- [Collection entries]:
=== Begin Enclosure ===

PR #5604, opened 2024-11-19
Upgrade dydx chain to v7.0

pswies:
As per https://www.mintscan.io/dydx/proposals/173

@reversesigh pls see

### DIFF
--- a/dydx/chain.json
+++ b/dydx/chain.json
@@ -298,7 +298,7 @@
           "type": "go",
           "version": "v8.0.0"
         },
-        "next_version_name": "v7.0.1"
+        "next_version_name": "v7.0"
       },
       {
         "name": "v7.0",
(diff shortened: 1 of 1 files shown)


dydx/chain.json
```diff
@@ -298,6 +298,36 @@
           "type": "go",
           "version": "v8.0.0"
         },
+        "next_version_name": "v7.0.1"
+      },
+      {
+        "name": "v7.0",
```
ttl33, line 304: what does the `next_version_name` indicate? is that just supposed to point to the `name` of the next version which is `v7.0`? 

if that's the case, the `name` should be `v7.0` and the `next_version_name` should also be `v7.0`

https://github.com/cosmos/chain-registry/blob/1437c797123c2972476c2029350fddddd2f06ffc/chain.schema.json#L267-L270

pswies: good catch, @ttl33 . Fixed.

=== End Enclosure ===
=== Begin Enclosure ===

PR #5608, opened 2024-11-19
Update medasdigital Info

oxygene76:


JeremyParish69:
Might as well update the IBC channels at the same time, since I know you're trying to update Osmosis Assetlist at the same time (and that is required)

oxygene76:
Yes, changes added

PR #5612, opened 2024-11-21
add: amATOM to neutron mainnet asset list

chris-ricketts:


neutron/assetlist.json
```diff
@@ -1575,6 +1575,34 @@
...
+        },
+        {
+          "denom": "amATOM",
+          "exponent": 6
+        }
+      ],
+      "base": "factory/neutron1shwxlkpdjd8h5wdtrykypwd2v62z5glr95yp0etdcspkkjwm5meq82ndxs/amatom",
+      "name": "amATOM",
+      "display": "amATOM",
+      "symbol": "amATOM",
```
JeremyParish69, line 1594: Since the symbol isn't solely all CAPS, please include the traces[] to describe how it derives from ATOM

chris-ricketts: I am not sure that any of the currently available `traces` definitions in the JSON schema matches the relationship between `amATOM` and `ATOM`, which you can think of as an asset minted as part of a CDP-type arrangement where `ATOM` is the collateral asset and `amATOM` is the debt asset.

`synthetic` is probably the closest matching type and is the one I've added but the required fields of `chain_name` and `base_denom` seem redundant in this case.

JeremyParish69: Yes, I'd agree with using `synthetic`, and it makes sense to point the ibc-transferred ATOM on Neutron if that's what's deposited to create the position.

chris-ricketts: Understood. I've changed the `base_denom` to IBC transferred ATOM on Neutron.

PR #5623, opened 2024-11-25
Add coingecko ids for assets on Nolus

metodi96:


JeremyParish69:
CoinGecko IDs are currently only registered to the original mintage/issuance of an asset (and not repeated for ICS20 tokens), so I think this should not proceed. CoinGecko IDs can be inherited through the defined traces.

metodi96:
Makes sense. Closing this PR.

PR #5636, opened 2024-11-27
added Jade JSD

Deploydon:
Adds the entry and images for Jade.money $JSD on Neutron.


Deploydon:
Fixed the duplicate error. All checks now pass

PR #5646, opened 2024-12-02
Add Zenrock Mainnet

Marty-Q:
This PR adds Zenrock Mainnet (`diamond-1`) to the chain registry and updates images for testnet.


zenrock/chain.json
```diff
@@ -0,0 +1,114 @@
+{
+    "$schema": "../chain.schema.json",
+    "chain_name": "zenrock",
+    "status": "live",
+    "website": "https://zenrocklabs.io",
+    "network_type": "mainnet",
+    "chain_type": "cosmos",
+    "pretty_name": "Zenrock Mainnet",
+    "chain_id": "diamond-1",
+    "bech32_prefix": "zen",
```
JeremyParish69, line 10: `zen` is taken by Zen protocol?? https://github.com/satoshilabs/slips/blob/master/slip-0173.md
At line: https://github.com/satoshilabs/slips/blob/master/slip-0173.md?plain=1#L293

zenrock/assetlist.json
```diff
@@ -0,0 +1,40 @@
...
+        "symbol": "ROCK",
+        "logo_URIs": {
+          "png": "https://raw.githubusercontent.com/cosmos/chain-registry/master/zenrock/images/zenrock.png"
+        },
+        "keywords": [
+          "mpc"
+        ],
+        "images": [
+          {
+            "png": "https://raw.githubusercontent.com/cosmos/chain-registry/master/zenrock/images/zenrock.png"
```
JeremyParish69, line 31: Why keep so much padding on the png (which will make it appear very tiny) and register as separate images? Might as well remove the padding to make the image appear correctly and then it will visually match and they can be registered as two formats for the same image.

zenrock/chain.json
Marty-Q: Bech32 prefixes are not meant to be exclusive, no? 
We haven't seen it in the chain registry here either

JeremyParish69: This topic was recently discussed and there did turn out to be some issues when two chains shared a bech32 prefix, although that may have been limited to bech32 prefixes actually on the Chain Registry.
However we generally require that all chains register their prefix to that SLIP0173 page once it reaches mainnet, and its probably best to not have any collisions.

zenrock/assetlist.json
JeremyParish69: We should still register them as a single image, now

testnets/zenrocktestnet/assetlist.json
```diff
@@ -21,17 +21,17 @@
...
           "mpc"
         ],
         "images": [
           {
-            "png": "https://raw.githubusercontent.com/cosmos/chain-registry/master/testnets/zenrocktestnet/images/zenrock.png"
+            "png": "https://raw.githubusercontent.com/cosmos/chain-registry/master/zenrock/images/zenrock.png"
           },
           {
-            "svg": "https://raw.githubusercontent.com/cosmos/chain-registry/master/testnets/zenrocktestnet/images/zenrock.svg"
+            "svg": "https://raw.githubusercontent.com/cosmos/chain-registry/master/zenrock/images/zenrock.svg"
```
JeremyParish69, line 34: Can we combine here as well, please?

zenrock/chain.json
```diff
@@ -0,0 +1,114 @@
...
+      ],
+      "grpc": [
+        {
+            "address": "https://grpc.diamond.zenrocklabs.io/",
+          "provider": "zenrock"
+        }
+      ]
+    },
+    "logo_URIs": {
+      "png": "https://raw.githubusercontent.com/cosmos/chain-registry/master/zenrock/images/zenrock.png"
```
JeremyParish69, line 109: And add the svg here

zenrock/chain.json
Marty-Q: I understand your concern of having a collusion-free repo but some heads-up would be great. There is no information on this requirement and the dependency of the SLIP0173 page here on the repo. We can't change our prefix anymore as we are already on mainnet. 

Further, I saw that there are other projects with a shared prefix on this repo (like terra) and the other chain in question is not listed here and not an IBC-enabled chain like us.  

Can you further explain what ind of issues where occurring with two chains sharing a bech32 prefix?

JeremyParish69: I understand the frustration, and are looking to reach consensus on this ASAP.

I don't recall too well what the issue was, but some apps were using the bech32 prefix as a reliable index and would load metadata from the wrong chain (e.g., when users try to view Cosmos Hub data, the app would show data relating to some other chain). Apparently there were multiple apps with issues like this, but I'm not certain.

=== End Enclosure ===

- [Description of the task]: Scan the preceding records for lines with the word "zenrocklabs". Say how many there are and nothing else.

- [Exercise result]: 2